:: Material to process
PR #1399, opened 2024-09-15
Implement a cross-version sounds interface

### LINKED ISSUE #1395: Sound keys need to be version-dependant
Most if not all of the sound keys around pgm look like this:

`Sound WARNING_SOUND = sound(key("note.bass"), Sound.Source.MASTER, 1f, 0.75f);`

In modern versions, the keys have changed, eg `note.bass` in 1.8 is  `block.note_block.bass`, these will all need to be updated (and it probably makes sense to put them all into a `Sounds` class similar to how we got [Enchantments.java](https://github.com/PGMDev/PGM/blob/dev/util/src/main/java/tc/oc/pgm/util/bukkit/Enchantments.java) and similar ones for other bukkit enums that have changed thru time.

Should also probably make them function the same (use string references to enum constants in `org.bukkit.Sound` so that when they break we know on startup.

calcastor:
Closes https://github.com/PGMDev/PGM/issues/1395

### DIFF
--- a/util/src/main/java/tc/oc/pgm/util/bukkit/Sounds.java
+++ b/util/src/main/java/tc/oc/pgm/util/bukkit/Sounds.java
@@ -1,0 +1,19 @@
+package tc.oc.pgm.util.bukkit;
+
+import static net.kyori.adventure.sound.Sound.sound;
+import static tc.oc.pgm.util.bukkit.MiscUtils.MISC_UTILS;
+
+import net.kyori.adventure.sound.Sound;
+
+public interface Sounds {
+  Sound WARNING = sound("NOTE_BASS", "BLOCK_NOTE_BLOCK_BASS", 1f, 0.75f);
+
+  static Sound sound(String legacyConstant, String modernConstant, float volume, float pitch) {
+    return sound(
+        MISC_UTILS.getSound(
+            BukkitUtils.parse(org.bukkit.Sound::valueOf, legacyConstant, modernConstant)),
+        Sound.Source.MASTER,
+        volume,
+        pitch);
+  }
+}
--- a/util/src/main/java/tc/oc/pgm/util/bukkit/Sounds.java
+++ b/util/src/main/java/tc/oc/pgm/util/bukkit/Sounds.java
@@ -1,15 +1,65 @@
 package tc.oc.pgm.util.bukkit;
 
-import static net.kyori.adventure.sound.Sound.sound;
 import static tc.oc.pgm.util.bukkit.MiscUtils.MISC_UTILS;
 
 import net.kyori.adventure.sound.Sound;
 
 public interface Sounds {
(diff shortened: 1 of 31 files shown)


util/src/main/java/tc/oc/pgm/util/bukkit/Sounds.java
```diff
@@ -0,0 +1,69 @@
...
+import static tc.oc.pgm.util.bukkit.MiscUtils.MISC_UTILS;
+
+import net.kyori.adventure.sound.Sound;
+
+public interface Sounds {
+  Sound ADMIN_CHAT = sound("ORB_PICKUP", "ENTITY_EXPERIENCE_ORB_PICKUP", 1f, 0.7f);
+  Sound ALERT = sound("NOTE_PLING", "BLOCK_NOTE_BLOCK_PLING", 1f, 2f);
+  Sound CONTROL_POINT_GOOD = sound("PORTAL_TRAVEL", "BLOCK_PORTAL_TRAVEL", 0.35f, 2f);
+  Sound CONTROL_POINT_BAD = sound("BLAZE_DEATH", "ENTITY_BLAZE_DEATH", 0.4f, 0.8f);
+  Sound CUSTOM = sound("NOTE_PLING", "BLOCK_NOTE_BLOCK_PLING");
```
calcastor: I don't like the name for this; according to the docs it is the fallback sound for sound actions so `FALLBACK` seems more appropriate.

util/src/main/java/tc/oc/pgm/util/bukkit/Sounds.java
```diff
@@ -0,0 +1,69 @@
...
+  Sound ALERT = sound("NOTE_PLING", "BLOCK_NOTE_BLOCK_PLING", 1f, 2f);
+  Sound CONTROL_POINT_GOOD = sound("PORTAL_TRAVEL", "BLOCK_PORTAL_TRAVEL", 0.35f, 2f);
+  Sound CONTROL_POINT_BAD = sound("BLAZE_DEATH", "ENTITY_BLAZE_DEATH", 0.4f, 0.8f);
+  Sound DEATH_OWN =
+      sound("IRONGOLEM_DEATH", "ENTITY_IRON_GOLEM_DEATH"); // Own death is normal pitch, full volume
+  Sound DEATH_KILLED = sound(
+      "IRONGOLEM_DEATH",
+      "ENTITY_IRON_GOLEM_DEATH",
+      0.75f,
+      4f / 3f); // Kill is higher pitch, quieter
```
Pablete1234: Move the comment(s) above the sound itself to try and avoid them extending several lines:
```suggestion
  // Kill is higher pitch, quieter
  Sound DEATH_KILLED = sound("IRONGOLEM_DEATH", "ENTITY_IRON_GOLEM_DEATH", 0.75f, 4f / 3f);
```

Pablete1234 (dismissed):
Just a small nit, otherwise looks good

Pablete1234 (approved):

PR #1643, opened 2026-03-12
fix: stereo global sounds on 1.14+

imkunet:
With the inclusion of https://github.com/PGMDev/PGM/pull/1635, which introduced "global sounds" (sounds with more desirable characteristics for what they were being used for) based on strategically playing loud sounds far away from the player comes a bug: [MC-146721](https://bugs.mojang.com/browse/MC/issues/MC-146721). This manifests in the form of things like quiet [portal sounds](https://github.com/PGMDev/PGM/pull/1635#issuecomment-4035905537) playing really loudly on modern game versions.

This pull request remedies the aforementioned issue. To do so, it takes a list of all stereo sounds from the game version `1.21.11` (which also has their `1.8` equivalents as keys) and if you are on `1.14`+, checks if a global sound playing is in that list. If those conditions are met, it will try to then play the sound as best as it can:
- If you are unaffected by [MC-138832](https://bugs.mojang.com/browse/MC/issues/MC-138832) i.e. outside of the range of `1.15.2`-`1.16.5`, it will fall back to playing the sound at your feet (the old way) since there is no better way to play the sound. I've gotten it to happen as low as `1.14.4`, though so I suspect there is some packet translation error in a Via plugin or the bug has reached that far back in versions, so if your game client is at or below `1.16.5` and is at or above `1.14`, it will fall back to the adventure old way.
- If the server is on a modern platform, [adventure-platform](https://github.com/PaperMC/adventure-platform) supports attaching the sound to the target player (there is no legacy compatibility). The downside to this approach though is that ears are interpolated on the client and update position every frame, while the sound emitter is at the uninterpolated position of the player, so moving can cause the sound to be heard more in one ear than the other.
- Otherwise, it will fall back to the most legacy way of playing the sound, which is to just play it at the player's feet (the old way).

A side effect of fixing it at the Audience is that the fix also comes for free to default PGM sounds. Nice!

## Validation
Performed by listening for expected behavior, and in development by using "printf debugging". Platforms have ViaVersion `5.7.2`, ViaBackwards `5.7.2`, and ViaRewind `4.0.15`. The sound tested was `portal.travel` (on 1.8.9) or `block.portal.travel` (on modern). Remember, the below table only applies to problematic stereo sounds!

|Server Version|Client Version|Notes|
|-|-|-|
|`1.21.10`|`1.21.11`|✅ Falls back to adventure emitters|
|`1.21.10`|`1.16.5`|✅ Falls back to adventure|
|`1.21.10`|`1.8.9`|✅ Uses the omnipresent method|
|||
|`1.8.9`|`1.21.11`|✅ Falls back to adventure emitters|
|`1.8.9`|`1.16.5`|✅ Falls back to adventure|
|`1.8.9`|`1.8.9`|✅ Uses the omnipresent method|
|||
|`1.21.10`|`1.14.4`|✅ Falls back to adventure (@arcadeboss' case tested specifically)|
|`1.8.9`|`1.14.4`|✅ Falls back to adventure|

### DIFF
--- a/util/src/main/java/tc/oc/pgm/util/Audience.java
+++ b/util/src/main/java/tc/oc/pgm/util/Audience.java
@@ -21,7 +21,6 @@ import org.bukkit.command.CommandSender;
 import org.jetbrains.annotations.NotNull;
 import tc.oc.pgm.util.bukkit.BukkitUtils;
 import tc.oc.pgm.util.bukkit.Sounds;
-import tc.oc.pgm.util.bukkit.ViaUtils;
 import tc.oc.pgm.util.text.ComponentRenderer;
 
 /** Receiver of chat messages, sounds, titles, and other media. */
@@ -64,9 +63,7 @@ public interface Audience extends ForwardingAudience.Single {
     if (global) {
       if (player.isEmpty()) break omnipresent;
       // account for MC-146721 only on affected clients for affected sounds
-      var version = ViaUtils.getProtocolVersion(player.get());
::::
→ Task brief:
The required output is the lines from the one holding "import tc.oc.pgm.util.bukkit.Sounds;" through the last line of the entries above, copied exactly.

→ Output for this exercise:
 import tc.oc.pgm.util.bukkit.Sounds;
-import tc.oc.pgm.util.bukkit.ViaUtils;
 import tc.oc.pgm.util.text.ComponentRenderer;
 
 /** Receiver of chat messages, sounds, titles, and other media. */
@@ -64,9 +63,7 @@ public interface Audience extends ForwardingAudience.Single {
     if (global) {
       if (player.isEmpty()) break omnipresent;
       // account for MC-146721 only on affected clients for affected sounds
-      var version = ViaUtils.getProtocolVersion(player.get());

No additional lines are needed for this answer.